ARES conference Canterbury 2019
31-10-2019International Workshop on Next Generation Security Operations Centers (NG-SOC 2019)
in conjunction with 14th International Conference on Availability, Reliability and Security (ARES 2019)
August 26 – August 29, 2019, University of Kent, Canterbury, UK
Overview
The first SOCCRATES project workshop was organized within the ARES EU Project Symposium held in conjunction with the 14th International Conference on Availability, Reliability and Security (ARES 2019). It took place on Monday, 26th of August 2019 at the University of Kent, Canterbury, UK.
The workshop introduced the newly-awarded SOCCRATES project which aims to enable organisations to improve the resilience of their infrastructures and increase productivity and efficiency at the Security Operation Centres (SOCs). SOCCRATES will develop and implement a new security platform for SOC, which will significantly improve an organisation’s capability to quickly and effectively detect and respond to new cyber threats and ongoing attacks.
The goal of this workshop was to create a forum for researchers and practitioners to discuss the challenges associated with operations of the SOCs and focus on research contributions that can be applied to address these challenges. Selected members of the SOCCRATES consortium presented their past and proposed project activities. The workshop was concluded with the open discussion on the major operational challenges that enterprises and SOC operators face and insights into promising research-based solutions.
Workshop Programme
The following presentations were given at the workshop:
- The SOCCRATES Project: Motivation and Aims Reinder Wolthuis (TNO)

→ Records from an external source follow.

PR #974, opened 2026-05-26
Assert seeded FAQ detail fields

canfieldjuan:
Plan: plans/PR-Content-Ops-FAQ-Search-Detail-Seed-Expectations.md

Add opt-in expected detail-field assertions to the FAQ search route contract checker, then have the seeded hosted FAQ search e2e pass seeded account and target expectations into the detail check. This closes the gap where #972 proved detail reachability and shape, but not that the detail row matched the seeded hit beyond faq_id.

## Intentional
- Expected detail checks are opt-in for the generic checker so manual probes keep existing behavior.
- The seeded e2e validates through the hosted route only; no direct DB read is added.
- Seeded title, status, and target mode mirror the existing seed smoke row constants.

## Deferred
- Richer route-case metadata can follow if seeded FAQ rows become configurable.
- The #972 distinct detail-not-run state remains presentation polish, not required for seeded detail correctness.

## Verification
- pytest tests/test_check_content_ops_faq_search_route_contract.py tests/test_smoke_content_ops_faq_search_seeded_route_e2e.py -q - 108 passed in 0.18s.
- python -m py_compile scripts/check_content_ops_faq_search_route_contract.py scripts/smoke_content_ops_faq_search_seeded_route_e2e.py tests/test_check_content_ops_faq_search_route_contract.py tests/test_smoke_content_ops_faq_search_seeded_route_e2e.py - Passed.
- git diff --check - Passed.
- python scripts/audit_plan_code_consistency.py plans/PR-Content-Ops-FAQ-Search-Detail-Seed-Expectations.md - Passed.

## Diff size
5 files, +228 / -7

### DIFF
--- a/plans/PR-Content-Ops-FAQ-Search-Detail-Seed-Expectations.md
+++ b/plans/PR-Content-Ops-FAQ-Search-Detail-Seed-Expectations.md
@@ -1,0 +1,58 @@
+# PR-Content-Ops-FAQ-Search-Detail-Seed-Expectations
+
+## Why this slice exists
+#972 proves that a seeded hosted search hit can be dereferenced through the FAQ
+detail route and that the detail route returns the full FAQ envelope. The review
+noted one remaining gap: the detail contract does not assert that the returned
+detail belongs to the seeded account/target beyond matching `faq_id`.
+## Scope (this PR)
+Ownership lane: content-ops/faq-search
+Slice phase: Production hardening.
+1. Add optional expected detail-field assertions to the existing FAQ search
+   route contract checker.
+2. Thread seeded account/target expectations from route cases into the seeded
+   hosted e2e detail checker call.
+3. Add negative fixtures for each new expectation branch.
+### Files touched
+- `plans/PR-Content-Ops-FAQ-Search-Detail-Seed-Expectations.md`
+- `scripts/check_content_ops_faq_search_route_contract.py`
+- `scripts/smoke_content_ops_faq_search_seeded_route_e2e.py`
+- `tests/test_check_content_ops_faq_search_route_contract.py`
+- `tests/test_smoke_content_ops_faq_search_seeded_route_e2e.py`
+## Mechanism
+The contract checker gains optional CLI flags for expected detail account,
+target id, target mode, title, and status. When a flag is provided and
+`--require-detail` runs, `_validate_detail` compares the returned detail field
+against the expected value and reports a contract error on mismatch.
+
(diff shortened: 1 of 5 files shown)


canfieldjuan (commented):
**LGTM** — reviewed at head `722fcd8`. This is the right resolution of the #972 NIT: the e2e now asserts the detail route returns the *seeded* values, not just a valid contract. Green on first push (no new test files, no enrollment risk).

The contract checker gains opt-in `--expected-detail-{account-id,target-id,target-mode,title,status}` assertions: `_validate_detail` compares each provided field to `data.get(field)` and emits `detail.{field} expected X but got Y` on mismatch (→ exit 1), and a `_budget_preflight_errors` guard rejects expected-detail flags without `--require-detail` (→ exit 2). Both are tested directly — `test_main_reports_expected_detail_mismatch` drives `main()` to exit 1 on a real `account_id` mismatch, `test_main_rejects_expected_detail_without_detail_check` to exit 2, and `_validate_detail_rejects_expected_seed_field_mismatches` covers each field's message.

Crucially, I checked the e2e's expectations against the seed's actual `INSERT INTO ticket_faq_markdown` (in `smoke_content_ops_faq_search_concurrency.py`) — they match exactly, so this isn't asserting against a value the route never returns:
- `expected_detail_account_id` = the route case's `expected_first_account_id` (= seeded `case.account_id`)
- `expected_detail_target_id` = `f"support-{corpus_id}"` = seed's `f"support-{case.corpus_id}"`
- `expected_detail_target_mode` = `"support_account"` = seed literal
- `expected_detail_title` = `"FAQ Search Smoke"` = seed literal
- `expected_detail_status` = `"approved"` = seed literal

All five are in `DETAIL_FIELDS`, so the detail route returns them. The e2e parse also now requires `expected_first_account_id` on the chosen hit case (fail-closed). Ran both suites → **108 passed**; CI green (`extracted-checks` x2, `pre-push-audit`).

**NIT (non-blocking) — drift risk from duplicated literals.** `"support_account"`, `"FAQ Search Smoke"`, `"approved"`, and the `support-{corpus_id}` target-id format are now hardcoded in *two* files: the seed's INSERT and the e2e's expectation builder. They agree today, but a change to the seed's title/mode/status without a matching e2e update would silently break the detail assertion (or, worse, pass in unit tests that mirror the same constants). Consider sharing them via a small constant module — the same pattern #968 used to centralize the support-ticket markers — so the producer and the assertion can't diverge.

Nice — the e2e now verifies content, not just shape.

- ACT: Cyber Threat Intelligence Platform Siri Bromander (Mnemonic)
- Threat modelling and attack simulations with MAL and securiCAD Per Eliasson (Foreseeti)
- Automated Response based on SecuriCAD recommendations Frank Fransen (TNO)
- Anomaly Detection (DNS Ninja & ABC tool) Irina Chiscop (TNO)
- Adversarial Machine Learning Ewa Piatkowska (AIT)
We concluded with the open discussion about future challenges for SOCs, moderated by Frank Fransen (TNO).